There may be various approaches to this. You can calculate all the totals after the pivot, or you can get the totals first, then pivot all the results. It is also possible to have kind of middle ground: get one kind of the totals (e.g. the row-wise ones), pivot, then get the other kind, although that might be overdoing it.
The first of the mentioned approaches, getting all the totals after the pivot, could be done in a very straightforward way, and the only thing potentially new to you in the below implementation might be GROUP BY ROLLUP():
SELECT
[ ] = ISNULL(environment_name, 'Total'),
[Enviro] = SUM([Enviro]),
[Requi] = SUM([Requi]),
[Dev] = SUM([Dev]),
[Tsc] = SUM([Tsc]),
[TD] = SUM([TD]),
[Unkn] = SUM([Unkn]),
Total = SUM([Enviro] + [Requi] + [Dev] + [Tsc] + [TD] + [Unkn])
FROM (
SELECT environment_name, root_cause
FROM test1
) s
PIVOT (
COUNT(root_cause)
FOR root_cause IN ([Enviro], [Requi], [Dev], [Tsc], [TD], [Unkn])
) p
GROUP BY
ROLLUP(environment_name)
;
Basically, the GROUP BY ROLLUP() part produces the Total row for you. The grouping is first done by environment_name, then the grand total row is added.

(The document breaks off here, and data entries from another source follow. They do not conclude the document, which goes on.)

PR #459, opened 2018-08-22
Production deploy #38

tahb:
* Replace job listing breadcrumbs with a back link
* Remove temporary patch that prevents us inviting MAT hiring staff due to a DfE Sign-in bug. This bug has been fixed and testing with Suzanne and Hilary to ensure that MAT hiring staff can now use the DSI 'Choose organisation' screen as planned
* 2 minor updates to gems
* Unexpected changes to Schema from an update in a previous deployment have been committed


tahb:
I've gone through Trello with Suzanne and all code changes are now in accepted. There are 3 other cards but they each respond to another task or process from code.

PR #460, opened 2018-08-22
[379] Sign-in step no longer requires a choice of area

tahb:
* Hopefully this change will help users who've not yet been invited from trying to start a journey they cannot succeed in but make it clear to users who are applicable that they should proceed. The previous use of areas was used to differentiate users between DfE Sign-in and Azure, with Azure now gone the use of area names is no longer required based on current understanding

screen shot 2018-08-22 at 17 08 16


tahb:
[Update [remove] the area selection sign-in step page to reflect roll-out](https://trello.com/c/DaqmXn5T/379-update-the-area-selection-sign-in-step-page-to-reflect-roll-out)

tahb:
I've asked Michael today to have a look for us.

tahb:
I'm struggling to get hold of the copy we need to duplicate but the need to remove these redundant area choices is high going into the first week of term. Reducing the copy to as minimal as possible and linking to the start page should it not suffice.

screen shot 2018-08-31 at 17 05 44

To do just the opposite, i.e. get the totals prior to pivoting, you could employ GROUP BY CUBE() like this:
SELECT
[ ] = environment_name,
[Enviro] = ISNULL([Enviro], 0),
[Requi] = ISNULL([Requi] , 0),
[Dev] = ISNULL([Dev] , 0),
[Tsc] = ISNULL([Tsc] , 0),
[TD] = ISNULL([TD] , 0),
[Unkn] = ISNULL([Unkn] , 0),
Total = ISNULL(Total , 0)
FROM (
SELECT
environment_name = ISNULL(environment_name, 'Total'),
root_cause = ISNULL(root_cause, 'Total'),
cnt = COUNT(*)
FROM test1
WHERE root_cause IS NOT NULL
GROUP BY
CUBE(environment_name, root_cause)
) s
PIVOT (
SUM(cnt)
FOR root_cause IN ([Enviro], [Requi], [Dev], [Tsc], [TD], [Unkn], Total)
) p
;
Both methods can be tested and played with at SQL Fiddle:
Method 1
Method 2
Note. I've omitted the unpivoting step in both suggestions because unpivoting a single column seemed clearly redundant. If there's more to it, though, adjusting either of the queries should be easy.

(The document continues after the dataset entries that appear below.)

PR #461, opened 2018-08-23
(chore) ‘apply filters’ becomes ‘(refine) search’

gazaston:
Some testing has revealed the button text "Apply filters" can be confusing.

We've changed it to 'Search' for the initial state, and 'Refine search' when a search has already been performed.

**Before**
before

**After (no search applied)**
after no search

**After (with search applied)**
after with search

### DIFF
--- a/spec/features/job_seekers_can_view_vacancies_spec.rb
+++ b/spec/features/job_seekers_can_view_vacancies_spec.rb
@@ -125,6 +125,21 @@ RSpec.feature 'Viewing vacancies' do
     expect(page).not_to have_content(I18n.t('jobs.no_jobs'))
   end
 
+  scenario 'The search button text changes from \'Search\' to \'Refine search\' when the filters are applied' do
+    Vacancy.__elasticsearch__.client.indices.flush
+    visit jobs_path
+
+    within '.filters-form' do
+      fill_in 'keyword', with: 'English'
+      expect(find('.button').value).to eq('Search')
+      click_on I18n.t('buttons.apply_filters')
+    end
+
+    within '.filters-form' do
+      expect(find('.button').value).to eq(I18n.t('buttons.apply_filters_if_criteria'))
+    end
+  end
+
   context 'when the vacancy is part_time' do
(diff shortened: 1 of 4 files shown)


spec/features/job_seekers_can_view_vacancies_spec.rb
```diff
@@ -125,6 +125,28 @@
     expect(page).not_to have_content(I18n.t('jobs.no_jobs'))
   end
 
+  scenario 'Should have button with text \'Search\' if default search criteria are applied' do
+    Vacancy.__elasticsearch__.client.indices.flush
+    visit jobs_path
+
+    # expect(page).to have_content(I18n.t('buttons.apply_filters'))
```
despo: can we remove this please?

spec/features/job_seekers_can_view_vacancies_spec.rb
```diff
@@ -125,6 +125,28 @@
...
+    expect(find('.button').value).to eq(I18n.t('buttons.apply_filters'))
+  end
```
despo: I wonder if we do need this scenario at all since the other scenario caters for both states. Maybe rewording the title eg `The search button text changes from 'Search' to 'Refine search' when the filters are applied`.

What do you think?

gazaston: Agreed 👍

spec/features/job_seekers_can_view_vacancies_spec.rb
```diff
@@ -125,6 +125,27 @@
...
+  scenario 'The search button text changes from \'Search\' to \'Refine search\' when the filters are applied' do
+    Vacancy.__elasticsearch__.client.indices.flush
+    visit jobs_path
+
+    expect(find('.button').value).to eq(I18n.t('buttons.apply_filters'))
+  end
+
+  scenario 'Should have button with text \'Refine search\' if search criteria are applied' do
+    visit jobs_path
+
```
despo: Can remove lines 133-137. Then the one scenario verifies the existence of both `Search` and `Refine Search` after applying the criteria.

You can find Total for root_cause and environment_name using ROLLUP.
RNO_COLTOTAL - Logic to place Total in last column, since the columns Tsc,Unkn will overlap the column Total when pivoting, since its ordering alphabetically.
RNO_ROWTOTAL - Logic to place Total in last row since a value that is starting with U,W,X,Y,Z can overlap the value Total, since its ordering alphabetically.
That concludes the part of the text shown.